Mahkememizce oluşturulan ara kararı gereği dosyanın nihai rapor için bilirkişi S.M. Mali Müşavir … tarafından verilen 29/07/2020 tarihli bilirkişi kök raporunda; davacı şirketin incelenen 2018 ve 2019 yılı ticari defterlerinin (Yevmiye Defteri Açılış-Kapanış, Envanter ve Defteri Kebirin Açılış tastiklerinin süresinde yapıldığı) birbirini teyid ettiği, genel kabul görmüş muhasebe esas ve tekniğine uygun tutulduğu, Davacı’nın, Davalı’dan olan 2 fatura karşılığı alacağına ilişkin 2018 yılı 8. Ay için BS Formu’nu … VD.’ne (KDV Hariç) 116.445,00 TL. olarak beyan ettiği (bununla ilgili BS Formu rapora eklidir). Bu suretle %8 KDV dahil olmak üzere 2 fatura toplamı alacağı 125.760,60 TL olmaktadır. Davacı’nın, Davalıdan olan ve ticari defterlerine kayıtlı 708,00 TL.’lik 6.6.2018 tarihli alacağı eklendiğinde toplam alacağı 126.468,60 TL. Yapmaktadır. Davalının 2018 yılı 8. Ay BA Formunda (… VD’ye beyan ettiği) Davacı’nın alacağına ilişkin 2 fatura karşılığı %8 KDV hariç 116.445,00 TL.’yi bildirdiği (bununla ilgili BA Formu rapora eklidir) Davacı’nın yine ticari defter kayıtlarına göre ve bunu teyid eden Davalı’nın cari hesap ekstresinde açıkça görüldüğü üzere, Davacı’nın Davalı’ya (dosyaya sunulan 24.5.2018 tanzim tarihli … nolu 3.451,50 TL.’lik fatura karşılığı borcun düşümü ile sonuç olarak NETİCETEN 123.017,10 TL. ALACAKLI OLDUĞU, Davalı’nın yerinde yapılan incelemede; Davalı’nın rapora ekli Davacı ile ilgili … Hesap no’da takip ettiği Cari Hesap Dökümünden anlaşılacağı üzere Davacı ya NETİCETEN 123.017,10 TL. BORÇLU OLDUĞU, bu suretle Davacı’nın ticari defter kayıtlarını teyid ettiği (Davalı’nın muavin defter dökümü rapor aslına eklenmiştir.) Yukarıdan beri yapılan açıklamalar kapsamında Davacı’nın takip tarihi itibari ile Davalı’dan 123.017,10 TL. Alacaklı olduğu, bu alacağı takip tarihinden itibaren ticari faiz yürütülmesi ve Davacı’nın %20 inkar tazminat hususunda Sayın Mahkemenizin takdirde olduğu sonuç ve kanaati bildirilmiştir.

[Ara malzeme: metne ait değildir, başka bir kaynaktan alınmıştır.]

Issue #400, opened 2019-01-12
datasette publish cloudrun plugin


rprimet:
Google announced that they may launch a simple service for running Docker containers (previously serverless containers, now called "cloud run" -- link to alpha [here](https://services.google.com/fb/forms/serverlesscontainers/)). If/when this happens, it might be a good fit for publishing datasettes? (at least using the current version, manually publishing a datasette seems relatively painless).

simonw:
I'm really excited about this - it looks like it could be a great plugin.

PR #434, opened 2019-04-17
[WIP] publish on google cloud run

rprimet:
This is a very rough draft to start a discussion on a possible datasette cloud run publish plugin (see issue #400).

The main change was to dynamically set the listening port in `make_dockerfile` to satisfy cloud run's [requirements](https://cloud.google.com/run/docs/reference/container-contract).

This was done by running `datasette` through `sh` to get environment variable substitution. Not sure if that's the right approach?

### DIFF
--- a/datasette/publish/cloudrun.py
+++ b/datasette/publish/cloudrun.py
@@ -1,0 +1,71 @@
+from datasette import hookimpl
+import click
+import json
+from subprocess import check_call, check_output
+
+from .common import (
+    add_common_publish_arguments_and_options,
+    fail_if_publish_binary_not_installed,
+)
+from ..utils import temporary_docker_directory
+
+
+@hookimpl
+def publish_subcommand(publish):
+    @publish.command()
+    @add_common_publish_arguments_and_options
+    @click.option(
+        "-n",
+        "--name",
+        default="datasette",
+        help="Application name to use when deploying",
+    )
+    @click.option("--spatialite", is_flag=True, help="Enable SpatialLite extension")
+    def cloudrun(
+        files,
+        metadata,
+        extra_options,
+        branch,
+        template_dir,
+        plugins_dir,
+        static,
+        install,
+        version_note,
+        title,
+        license,
+        license_url,
+        source,
+        source_url,
+        about,
+        about_url,
+        name,
+        spatialite,
+    ):
+        fail_if_publish_binary_not_installed("gcloud", "Google Cloud", "https://cloud.google.com/sdk/")
+        project = check_output("gcloud config get-value project", shell=True).decode("utf-8").strip()
+
+        with temporary_docker_directory(
+            files,
+            name,
+            metadata,
+            extra_options,
+            branch,
+            template_dir,
+            plugins_dir,
+            static,
+            install,
+            spatialite,
+            version_note,
+            {
+                "title": title,
+                "license": license,
+                "license_url": license_url,
+                "source": source,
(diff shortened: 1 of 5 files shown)


simonw:
Thanks for looking into this!

To clarify: currently, the Dockerfile that we generate looks something like this:

```
CMD ["datasette", "serve", "--host", "0.0.0.0", "fixtures.db", "--cors", "--port", "8001"]
```

Your code here changes that CMD line to look like this instead, in order to set the port based on an environment variable:

```
CMD ["sh", "-c", "datasette serve --port $PORT ..."]
```

I wonder if this is the only way to do this?

datasette/publish/cloudrun.py
```diff
@@ -0,0 +1,71 @@
...
+                "title": title,
+                "license": license,
+                "license_url": license_url,
+                "source": source,
+                "source_url": source_url,
+                "about": about,
+                "about_url": about_url,
+            },
+        ):
+            image_id = f"gcr.io/{project}/{name}"
```
simonw: Datasette still supports Python 3.5 so we can't use format strings just yet.

simonw:
I asked @andrewgodwin about this and he confirmed that if we want to read an environment variable we can't use the `CMD [...]` syntax in the way that we were using it.

He did suggest that if we're doing `CMD ["sh", "-c", "datasette serve --port $PORT ..."]` we may as well do this instead:

`CMD "datasette serve --port $PORT ..."`

We should apply some command-line escaping here - if the user passes `--version-note=hello$there` to `datasette publish` we need that $ not to be accidentally evaluated as an environment variable.

It looks like [shlex.quote](https://docs.python.org/dev/library/shlex.html#shlex.quote) is the right way to do that.

simonw:
This is amazing - works an absolute treat. Thank you very much!

eyeseast:
This is exactly what I needed. Thank you.

simonw:
Here's my first working deployment: https://datasette-j7hipcg4aq-uc.a.run.app/fixtures-c35b6a5/facetable?_facet_array=tags

I deployed it using this:

    datasette publish cloudrun fixtures.db --branch=master

The second time I ran the command I got an error:

    ERROR: (gcloud.beta.run.deploy) Deployment endpoint was not found. Perhaps the
    provided region was invalid. Set the `run/region` property to a valid region and
    retry. Ex: `gcloud config set run/region us-central1`

So I ran the command it suggested and then everything worked:

    gcloud config set run/region us-central1
    datasette publish cloudrun fixtures.db --branch=master

simonw:
Documentation is now available here: https://datasette.readthedocs.io/en/latest/publish.html#publishing-to-google-cloud-run

rprimet:
> The second time I ran the command I got an error:

ERROR: (gcloud.beta.run.deploy) Deployment endpoint was not found. Perhaps the
provided region was invalid. Set the `run/region` property to a valid region and
retry. Ex: `gcloud config set run/region us-central1`

Yes, I was able to reproduce this; I used to get prompted for a run region interactively by the `gcloud` tool before, but maybe this is changing? (the [documentation](https://cloud.google.com/run/docs/deploying) now assumes `run/region` is set).

Not sure which course of action is best: making `datasette` ensure that `run/region` is set beforehand or wait a bit until the gcloud CLI stabilizes?

simonw:
Since there's a useful error message I'm OK with revisiting this in a few weeks to see if they change the CLI tool.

Tüm dosya kapsamı birlikte incelendiğinde, ticari defterlerin kanıt olması, bu defterlerin Ticaret Kanunu’nun öngördüğü şartlar içinde tacirin lehinde veya aleyhinde olarak kullanılması ve ticari bir uyuşmazlığında hükme esas teşkil etmesidir. Böylelikle ticari bir uyuşmazlıkta ticari defter kaydı, uyuşmazlığın çözümünde yazılı bir kanıt aracıdır. Tacirin tuttuğu bütün defterlerdeki kayıtların birbirine uygun olması, birbirini tutması ve doğrulaması şarttır. Ayrıca ticari defterlerin kanuna uygun olarak tutulmuş olması yanında tasdike tabi olan ticari defterlerin açılış ve kapanış tasdiklerinin de Ticaret Kanununda belirtilen sürelerde ve şekillerde yapılmış olması gerekmektedir. Aksi takdirde defterler, sahipleri lehine kanıt olma niteliklerini kaybederler. Bir ticari ilişki ve bu ilişkiden kaynaklı alacağın olduğunu iddia eden taraf yazılı belgeler ile ispat etmesi gereklidir. İspatın konusu, ispat yükünün kimde olduğu ve ispat vasıtalarının neler olduğu HMK 187,190 ve 200. Maddeleri ayrıca HMK Madde 222 de Ticari defterlerinin ibrazı ve delil olması açısından ilgili düzenlemeler mevcuttur.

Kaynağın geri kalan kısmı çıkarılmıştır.